This is the main repository for the AquaMonitor dataset. AquaMonitor is a large, multimodal, and multi-view image sequence dataset of aquatic invertebrates, collected during two years of operational environmental monitoring. It allows benchmarking computer vision algorithms for fine-grained classification, open-set detection, out-of-distribution detection and domain adaptation, all which are problems encountered in real-life monitoring situations. The dataset has 2.7M images from 43,189 specimens, DNA sequences for 1358 specimens, and dry mass and size measurements for 1494 specimens.
The dataset is available at Huggingface Datasets: https://huggingface.co/datasets/mikkoim/aquamonitor.
The codes used to produce the dataset are in a separate repository: https://github.com/mikkoim/aquamonitor-codes. This repository contains also vast amounts of metadata related to the dataset.
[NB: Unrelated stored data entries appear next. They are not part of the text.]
PR #182, opened 2024-07-31
[VDO-5749] Add tests for Thin Pools using VDO as data devices.

bjohnsto:
In order to support multiple devices on top on a VDO, LVM has designed a setup where it will use VDO as a data device underneath a Thin Pool device. This will allow the user to create multiple thin devices on top of the thin pool, thus allowing for sharing of a dedupe pool. 

To support this in our test environment, we have split apart our former Thin.pm test device (which was a combination of a thin pool and single thin device on top) into two devices; a normal ThinPool test device (BlockDevice/LVM/ThinPool) and a thin volume (BlockDevice/LVM/Thin).  We then created a VDO backed thin pool test device that provides VDO and LVM support, similar to what LVMManaged (BlockDevice/VDO/LVMManged) does now.  

To make things cleaner, we have created an LVMVDO (BlockDevice/VDO/LVMVDO) base test device that inherits from VDO (BlockDevice/VDO) and LVM (BlockDevice/LVM). The old LVMManaged (now renamed to Managed) and the new thin vdo device (also named ThinPool) have been moved to a new directory called LVMVDO (BlockDevice/VDO/LVMVDO/Managed and BlockDevice/VDO/LVMVDO/ThinPool). BlockDevice/VDO/LVMVDO/ThinPool inherits from BlockDevice/LVM/ThinPool)

Changes were made to VolumeGroup.pm to match the new devices and modified old Thin device. We now have two new functions in VolumeGeroup.pm; createThinVolume and createThinPoolVolume, which cleans up some of the code but also makes it a bit more complicated since we have to add it some additional assertions in createThinVolume to make sure it can only be called when the storage device is a ThinPool device.

We have modified StorageStack to handle the new test devices and updated any old tests that used thin to now create a thinpool and then a thin device on top. This will make all old tests continue to work. Finally we have added one new test called ThinVDO.pm to test Thin with VDO. This currently requires RAWHIDE devices since it has the LVM version we need. There are two subtests in it; one basic test and one with multiple thin volumes on top of a single vdo backed thin pool. Both test writing data and verifying dedupe.


C2Redhat (approved):

lorelei-sakai (changes requested):
I discussed these commits with Bruce on Slack. I had meant to add a comment here, but apparently forgot.

My main points, I believe, were
a) It makes more sense to me to split the commits as one refactoring the old thin device, and one adding the new thinvdo device. Probably the test changes associated with each of those could be in the same commit since they're small.
b) The new ThinVDO.pm file share a lot of code with LVMManaged.pm and we discussed factoring out a common base class to allow sharing code between those two devices.
Also c), (not mentioned before) we should probably add at least one or two BlockDevice01 cases that use the new device(s).

src/perl/vdotest/VDOTest/RebuildStress03.pm
```diff
@@ -193,8 +193,8 @@ sub doThreadCountChange {
 
   # XXX when LVM adds support for changing thread counts (BZ 2070777), remove
   # this and implement properly at the bottom.
-  if ($device->isa("Permabit::BlockDevice::VDO::LVMManaged")) {
-    $log->info("Skipping thread count change on LVMManaged");
+  if ($device->isa("Permabit::BlockDevice::VDO::LVMVDO::Managed")) {
+    $log->info("Skipping thread count change on LVM Managed");
     return;
```
lorelei-sakai, line 198: Hey, does LVM support changing thread counts now? We should probably fix this so the tests can do that again. I'd make a separate ticket for that.

src/perl/Permabit/BlockDevice/VDO/LVMVDO.pm
```diff
@@ -443,4 +303,15 @@ sub enableDeduplication {
...
+# Rename a VDO device. Currently LVM managed devices are the only
+# ones that support rename.
+#
+# @param newName The new name for the VDO device.
+##
+sub renameVDO {
+  my ($self, $newName) = assertNumArgs(2, @_);
+  confess("Failed to override the renameVDO method");
+}
+
```
lorelei-sakai, line 316: It feels weird to move this method for no obvious reason. Why not leave it where it was? (around line 197)

src/perl/Permabit/BlockDevice/VDO/LVMVDO.pm
```diff
@@ -1,9 +1,9 @@
 ##
-# Perl object that represents a VDO Volume managed by LVM
+# Base Perl object that represents a VDO Volume managed by LVM
 #
```
lorelei-sakai, line 3: Did github auto-detect this file motion? It's weird to think of LVMManaged.pm turning into the base class.

src/perl/Permabit/BlockDevice/VDO/LVMVDO/ThinPool.pm
```diff
@@ -0,0 +1,176 @@
...
+  my ($self, $logicalSize) = assertNumArgs(2, @_);
+
+  # resize the vdo logical volume
+  my $name = "$self->{deviceName}";
+
+  my $newSize = $self->{volumeGroup}->alignToExtent($logicalSize);
+  $self->{volumeGroup}->resizeLogicalVolume($name, $newSize);
+  $self->{logicalSize} = $newSize;
+}
+
```
lorelei-sakai, line 61: growPhysical() and growLogical() both look like they have the same implementation in both subclasses of LVMVDO. If this is actaully treu (and not just me misreading), then they should stay in the superclass.

src/perl/Permabit/BlockDevice/VDO/LVMVDO/ThinPool.pm
```diff
@@ -0,0 +1,176 @@
...
+##
+sub disableWritableStorage {
+  my ($self) = assertNumArgs(1, @_);
+  my $deviceName = "$self->{deviceName}pool_vdata";
+  my $vgName   = $self->{volumeGroup}->getName();
+  my $fullName = "$vgName-$deviceName";
+
+  $self->runOnHost("sudo dmsetup remove $fullName");
+}
+
```
lorelei-sakai, line 101: The four readableStorage/writeableStorage methods are almost identical in the two implementations; the only difference is that Managed.pm calls the superclass method, while ThinPool doesn't. But looking at it, the superclass methods only set (or unset) a flag, so that tests can clean up properly if they get interrupted while in one of the disabled states.

So I think both versions should call the superclass method. From that, it also follows that these methods should migrate up into LVMVDO.pm.

src/perl/Permabit/BlockDevice/VDO/LVMVDO/ThinPool.pm
```diff
@@ -0,0 +1,176 @@
...
+  if (defined($self->{volumeGroup})) {
+    my $vgName      = $self->{volumeGroup}->getName();
+    my $storageName = "$vgName-$self->{deviceName}_vpool0_vdata";
+    my $path        = makeFullPath($self->{deviceRootDir}, $storageName);
+
+    return $self->_resolveSymlink($path);
+  }
+  return $self->getStoragePath();
+}
+
```
lorelei-sakai, line 150: These next three methods, (getVDOStoragePath(), setDeviceName() and setSymbolicPath()) look identical betweeo the two implementations except for the $storageName. It seems like it woudl be less repetitive to create a helper method to get the proper storage pool name, and then the rest of the functions could stay in the superclass.

src/perl/vdotest/VDOTest/ThinVDO.pm
```diff
@@ -0,0 +1,168 @@
...
+    "dedupe advice valid"    => 0,
+    "dedupe advice stale"    => 0,
+    "dedupe advice timeouts" => 0,
+    "entries indexed"        => 0,
+  };
+  $self->assertVDOStats($expectedStats);
+
+  # Write some blocks, read them back and verify the data have not changed.
+  my $slice1 = $self->createSlice(blockCount => $self->{blockCount});
+  $slice1->write(tag => "Direct1", direct => 1,);
```
lorelei-sakai, line 80: Trailing comma on this line feel awkward to me. (I know it doesn't do anything functionally.)
Similar comment for lines 88 and 89.
Also at lines 145 and 154.

lorelei-sakai (changes requested):
Okay, I think I generally followed tihs, and it looks like it makes sense.

The things. First, for commit messages, Each commit message should describe what thr commit does (which is mostly true), and the commit title should describe just that one commit (this needs changing). Also, the ticket number should not be in the commit messages, only in the PR title and description. (That doesn't matter too much since this is a test change, but better to build good habits.)

The second commit is really quite dense, so I would prefer to split it up a bit more. Maybe one commit for moving the Managed device to a new location, one commit for adding the new LVMVDO::ThinPool class, and maybe a separate one for adding the test. (Just separating the code motion would make this a bit more tractable, I think.)

src/perl/Permabit/BlockDevice/LVM/Thin.pm
```diff
@@ -15,12 +15,40 @@ use base qw(Permabit::BlockDevice::LVM);
...
+}
+
+########################################################################
+# @inherit
+##
+sub configure {
+  my ($self, $arguments) = assertNumArgs(2, @_);
+  $self->SUPER::configure($arguments);
+  $self->{lvmSize} = $self->{storageDevice}->getSize();
+  $self->{lvmSize} = $self->{volumeGroup}->alignToExtent($self->{lvmSize});
```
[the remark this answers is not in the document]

Baseline models and predictions are in https://huggingface.co/mikkoim/aquamonitor-baselines. These will be made more easily available in the near future.
This repository contains a utility library for handling AquaMonitor sequences and metadata.
Using Huggingface datasets:
import datasets
ds = datasets.load_dataset("mikkoim/aquamonitor", data_dir="images", split="train", cache_dir="aquamonitor")The full dataset will consume ~100GB of disk space, and it is recommended to cache it to a known location.
For testing, you can use the thumbnail dataset (~10GB):
ds_thumbs = datasets.load_dataset("mikkoim/aquamonitor", data_dir="thumbnail", split="train", cache_dir="aquamonitor")You can also download the raw .tar partitions from here
The metadata can be accessed straight from Huggingface using pandas:
import pandas as pd
df = pd.read_parquet("https://huggingface.co/datasets/mikkoim/aquamonitor/resolve/main/aquamonitor-monitor.parquet.gzip")
df_train = df.query("fold0 == 'train'")
df_val = df.query("fold0 == 'val'")The benchmark splits are in separate files:
df_classif = pd.read_parquet("https://huggingface.co/datasets/mikkoim/aquamonitor/resolve/main/aquamonitor-classif.parquet.gzip")
df_fewshot = pd.read_parquet("https://huggingface.co/datasets/mikkoim/aquamonitor/resolve/main/aquamonitor-fewshot.parquet.gzip")See the dataset repository for details on metadata columns.
This repository contains a utility library that makes dataset handling a bit easier. It makes it also possible to retrieve synced image pairs from the dataset.
pip install git+https://github.com/mikkoim/aquamonitor.gitThe AquaMonitorDataset needs and index defined from the metadata.
import aquamonitor
index = {f"{k}.jpg":i for i,k in enumerate(ds["train"]["__key__"])}
am = aquamonitor.AquaMonitorDataset(df_train,
ds["train"].rename_column("jpg", "x"),
index=index)See demo.ipynb for a full example using the lightweight biomass subset of the dataset.